* **DATA UNDER STUDY**:
PR #2595, opened 2021-02-10
cmake: update lib soversion

junghans:
**Summary**

Use the numerical date string as so version for the library.

**Related Issue(s)**

https://github.com/lammps/lammps/issues/2588#issuecomment-775558250

**Author(s)**

@junghans

**Licensing**

**Backward Compatibility**

Nope

**Implementation Notes**

**Post Submission Checklist**

### DIFF
--- a/cmake/CMakeLists.txt
+++ b/cmake/CMakeLists.txt
@@ -10,7 +10,6 @@ endif()
 ########################################
 
 project(lammps CXX)
-set(SOVERSION 0)
 
 get_filename_component(LAMMPS_DIR ${CMAKE_CURRENT_SOURCE_DIR}/.. ABSOLUTE)
 get_filename_component(LAMMPS_LIB_BINARY_DIR ${CMAKE_BINARY_DIR}/lib ABSOLUTE)
@@ -41,6 +40,7 @@ endif()
 include(LAMMPSUtils)
 
 get_lammps_version(${LAMMPS_SOURCE_DIR}/version.h PROJECT_VERSION)
+get_lammps_version(${LAMMPS_SOURCE_DIR}/version.h SOVERSION)
 
 include(PreventInSourceBuilds)
 


akohlmey:
This is a CMake-only solution. We don't want different behavior for something like this between CMake and GNU make. That will make the documentation a big mess. I have spent a considerable effort (programming and arguing with people) to have the GNU make process more aligned with CMake, so that behavior is more predictable and consistent and it is easier to explain in the documentation. I don't want to lose that again.

junghans:
Well, CMake always had an soversion on the library and make never did, so this change doesn't make it anymore different.

akohlmey:
> Well, CMake always had an soversion on the library and make never did, so this change doesn't make it anymore different.

Then we should rather get rid of it in CMake for as long the traditional make is a fully supported feature.

junghans:
> > Well, CMake always had an soversion on the library and make never did, so this change doesn't make it anymore different.
> 
> Then we should rather get rid of it in CMake for as long the traditional make is a fully supported feature.

Well, we shouldn’t do that either, because having versioned libraries is a requirement for packages on the rpm-based distros. (Not sure about Ubuntu, but as we are only in a ppa there, it is the wild west anyway.)

We could add it to make (http://www.microhowto.info/howto/build_a_shared_library_using_gcc.html), but the so version is only useful then LAMMPS is installed, which cannot be done with make currently.

akohlmey:
> > > Well, CMake always had an soversion on the library and make never did, so this change doesn't make it anymore different.
> > 
> > 
> > Then we should rather get rid of it in CMake for as long the traditional make is a fully supported feature.
> 
> Well, we shouldn’t do that either, because having versioned libraries is a requirement for packages on the rpm-based distros. (Not sure about Ubuntu, but as we are only in a ppa there, it is the wild west anyway.)

The "laws of packaging" are not relevant here. Package maintainers are **not** our target audience. I don't mind if this improves the situation for a "normal" LAMMPS user, but we're not doing things for the sake of whatever some committee has decided how the world of software has to look like. For a package you can always include a patch in the package build scripts to comply with whatever rules and guidelines the distributions come up. Package maintainers should know how to do that.

We've been through this before, I don't want to do the whole discussion all over again.

junghans:
This patch isn't about packaging, we are good on that front.

The change is about making two installs of different versions distinguishable at the linker level, and yes this PR only improves the current status on the CMake side, but we can do the same on Make side if you like.

giacomofiorin:
Throwing my two cents here: putting the issue of packaging completely aside, there is still the problem of how to distinguish shared objects representing the same LAMMPS versions, but different build configurations (compilers, flags, package selections, etc).

It's just simpler to keep all LAMMPS builds separate, in distinct installation paths.

akohlmey:
> This patch isn't about packaging, we are good on that front.
> 
> The change is about making two installs of different versions distinguishable at the linker level, and yes this PR only improves the current status on the CMake side, but we can do the same on Make side if you like.

It does not improve anything where it matters. 1) the issue you are referring to was not at all about the shared library but due to the recent python module refactoring. 2) the LAMMPS python module does not know anything about an SOVERSION but will look for a ".so" or ".dylib" or ".dll" file depending on the platform, so setting/changing the SONAME does not do anything there. When you do "make install-python" it will copy a file to a .so filename into the site-packages sub-folder, and if not found there will look it up through LD_LIBRARY_PATH or DYLD_LIBRARY_PATH or %PATH%. So having a liblammps.so.something with the "something" changing all the time is making things more complicated (people who do "make install" will just accumulate copies with different LAMMPS versions they install). They need the symbolic link to the .so file anyway. The python module will open whatever the link is pointing to, and that is why checking the **internal** version inside the library makes sense.

junghans:
Yeah, you are right, we hard-coded `liblammps.so` in `lammps.py`.

The binary loads the versioned library though:
```
$ ldd lmp | grep lammps
	liblammps.so.0 => /home/junghans/lammps/build/liblammps.so.0 (0x00007fbfeff49000)
```
but as the lib is always called `liblammps.so.0` loading the wrong library has hit be a couple of times before.

Maybe it would just be easier to have `lammps.sh` set the right LD_LIBRARY_PATH.

akohlmey:
> Yeah, you are right, we hard-coded `liblammps.so` in `lammps.py`.
> 
> The binary loads the versioned library though:
> 
> ```
> $ ldd lmp | grep lammps
> 	liblammps.so.0 => /home/junghans/lammps/build/liblammps.so.0 (0x00007fbfeff49000)
> ```

yes, but if you install a new binary, it will overwrite *both*. It still doesn't solve the case of having the same version but different compilation settings etc. with two liblammps.so files in different folder but both added to LD_LIBRARY_PATH. So if you want something that is really unique you would need to generate an soname from a hash computed from CMakeCache.txt *and* the version. But we also already have a mechanism to create unique executables and libraries in CMake: you can set LAMMPS_MACHINE. That is *much* more reliable, since you get to choose what is different and where. 

And you don't even need that right away, you can also modify this after the fact (i.e. shared library dependencies or soname) with a tool like "patchelf".

However I consider it a bad situation when the default behavior is to accumulate many copies of different liblammps.so.<version> files because you overwrite `lmp` but not `liblammps.so.<version>` for every new version you compile and install into the same location (to update your local LAMMPS binary).

> but as the lib is always called `liblammps.so.0` loading the wrong library has hit be a couple of times before.
> 
> Maybe it would just be easier to have `lammps.sh` set the right LD_LIBRARY_PATH.

That doesn't really solve any problem either. Please note that the hack with checking the version number from inside python module is not to guarantee that you get the identical version of liblammps.so that you copied when installing the module, but that you refuse to load a version that may be incompatible due to changes in the library interface and then cause memory corruption or otherwise bad behavior. It cannot protect you from accidentally using a version compiled with different features. For confirming those there are by now a whole lot of introspection features available, though.

In short, this is not going to happen unless you convince @sjplimp to change my mind. We have already spent too much time on this.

* **GOAL OF THE EXERCISE**: Write the records out once more. Each line must match.

* **EXERCISE RESPONSE**:
PR #2595, opened 2021-02-10
cmake: update lib soversion

junghans:
**Summary**

Use the numerical date string as so version for the library.

**Related Issue(s)**

https://github.com/lammps/lammps/issues/2588#issuecomment-775558250

**Author(s)**

@junghans

**Licensing**

**Backward Compatibility**

Nope

**Implementation Notes**

**Post Submission Checklist**

### DIFF
--- a/cmake/CMakeLists.txt
+++ b/cmake/CMakeLists.txt
@@ -10,7 +10,6 @@ endif()
 ########################################
 
 project(lammps CXX)
-set(SOVERSION 0)
 
 get_filename_component(LAMMPS_DIR ${CMAKE_CURRENT_SOURCE_DIR}/.. ABSOLUTE)
 get_filename_component(LAMMPS_LIB_BINARY_DIR ${CMAKE_BINARY_DIR}/lib ABSOLUTE)
@@ -41,6 +40,7 @@ endif()
 include(LAMMPSUtils)
 
 get_lammps_version(${LAMMPS_SOURCE_DIR}/version.h PROJECT_VERSION)
+get_lammps_version(${LAMMPS_SOURCE_DIR}/version.h SOVERSION)
 
 include(PreventInSourceBuilds)
 


akohlmey:
This is a CMake-only solution. We don't want different behavior for something like this between CMake and GNU make. That will make the documentation a big mess. I have spent a considerable effort (programming and arguing with people) to have the GNU make process more aligned with CMake, so that behavior is more predictable and consistent and it is easier to explain in the documentation. I don't want to lose that again.

junghans:
Well, CMake always had an soversion on the library and make never did, so this change doesn't make it anymore different.

akohlmey:
> Well, CMake always had an soversion on the library and make never did, so this change doesn't make it anymore different.

Then we should rather get rid of it in CMake for as long the traditional make is a fully supported feature.

junghans:
> > Well, CMake always had an soversion on the library and make never did, so this change doesn't make it anymore different.
> 
> Then we should rather get rid of it in CMake for as long the traditional make is a fully supported feature.

Well, we shouldn’t do that either, because having versioned libraries is a requirement for packages on the rpm-based distros. (Not sure about Ubuntu, but as we are only in a ppa there, it is the wild west anyway.)

We could add it to make (http://www.microhowto.info/howto/build_a_shared_library_using_gcc.html), but the so version is only useful then LAMMPS is installed, which cannot be done with make currently.

akohlmey:
> > > Well, CMake always had an soversion on the library and make never did, so this change doesn't make it anymore different.
> > 
> > 
> > Then we should rather get rid of it in CMake for as long the traditional make is a fully supported feature.
> 
> Well, we shouldn’t do that either, because having versioned libraries is a requirement for packages on the rpm-based distros. (Not sure about Ubuntu, but as we are only in a ppa there, it is the wild west anyway.)

The "laws of packaging" are not relevant here. Package maintainers are **not** our target audience. I don't mind if this improves the situation for a "normal" LAMMPS user, but we're not doing things for the sake of whatever some committee has decided how the world of software has to look like. For a package you can always include a patch in the package build scripts to comply with whatever rules and guidelines the distributions come up. Package maintainers should know how to do that.

We've been through this before, I don't want to do the whole discussion all over again.

junghans:
This patch isn't about packaging, we are good on that front.

The change is about making two installs of different versions distinguishable at the linker level, and yes this PR only improves the current status on the CMake side, but we can do the same on Make side if you like.

giacomofiorin:
Throwing my two cents here: putting the issue of packaging completely aside, there is still the problem of how to distinguish shared objects representing the same LAMMPS versions, but different build configurations (compilers, flags, package selections, etc).

It's just simpler to keep all LAMMPS builds separate, in distinct installation paths.

akohlmey:
> This patch isn't about packaging, we are good on that front.
> 
> The change is about making two installs of different versions distinguishable at the linker level, and yes this PR only improves the current status on the CMake side, but we can do the same on Make side if you like.

It does not improve anything where it matters. 1) the issue you are referring to was not at all about the shared library but due to the recent python module refactoring. 2) the LAMMPS python module does not know anything about an SOVERSION but will look for a ".so" or ".dylib" or ".dll" file depending on the platform, so setting/changing the SONAME does not do anything there. When you do "make install-python" it will copy a file to a .so filename into the site-packages sub-folder, and if not found there will look it up through LD_LIBRARY_PATH or DYLD_LIBRARY_PATH or %PATH%. So having a liblammps.so.something with the "something" changing all the time is making things more complicated (people who do "make install" will just accumulate copies with different LAMMPS versions they install). They need the symbolic link to the .so file anyway. The python module will open whatever the link is pointing to, and that is why checking the **internal** version inside the library makes sense.

junghans:
Yeah, you are right, we hard-coded `liblammps.so` in `lammps.py`.

The binary loads the versioned library though:
```
$ ldd lmp | grep lammps
	liblammps.so.0 => /home/junghans/lammps/build/liblammps.so.0 (0x00007fbfeff49000)
```
but as the lib is always called `liblammps.so.0` loading the wrong library has hit be a couple of times before.

Maybe it would just be easier to have `lammps.sh` set the right LD_LIBRARY_PATH.

akohlmey:
> Yeah, you are right, we hard-coded `liblammps.so` in `lammps.py`.
> 
> The binary loads the versioned library though:
> 
> ```
> $ ldd lmp | grep lammps
> 	liblammps.so.0 => /home/junghans/lammps/build/liblammps.so.0 (0x00007fbfeff49000)
> ```

yes, but if you install a new binary, it will overwrite *both*. It still doesn't solve the case of having the same version but different compilation settings etc. with two liblammps.so files in different folder but both added to LD_LIBRARY_PATH. So if you want something that is really unique you would need to generate an soname from a hash computed from CMakeCache.txt *and* the version. But we also already have a mechanism to create unique executables and libraries in CMake: you can set LAMMPS_MACHINE. That is *much* more reliable, since you get to choose what is different and where. 

And you don't even need that right away, you can also modify this after the fact (i.e. shared library dependencies or soname) with a tool like "patchelf".

However I consider it a bad situation when the default behavior is to accumulate many copies of different liblammps.so.<version> files because you overwrite `lmp` but not `liblammps.so.<version>` for every new version you compile and install into the same location (to update your local LAMMPS binary).

> but as the lib is always called `liblammps.so.0` loading the wrong library has hit be a couple of times before.
> 
> Maybe it would just be easier to have `lammps.sh` set the right LD_LIBRARY_PATH.

That doesn't really solve any problem either. Please note that the hack with checking the version number from inside python module is not to guarantee that you get the identical version of liblammps.so that you copied when installing the module, but that you refuse to load a version that may be incompatible due to changes in the library interface and then cause memory corruption or otherwise bad behavior. It cannot protect you from accidentally using a version compiled with different features. For confirming those there are by now a whole lot of introspection features available, though.

In short, this is not going to happen unless you convince @sjplimp to change my mind. We have already spent too much time on this.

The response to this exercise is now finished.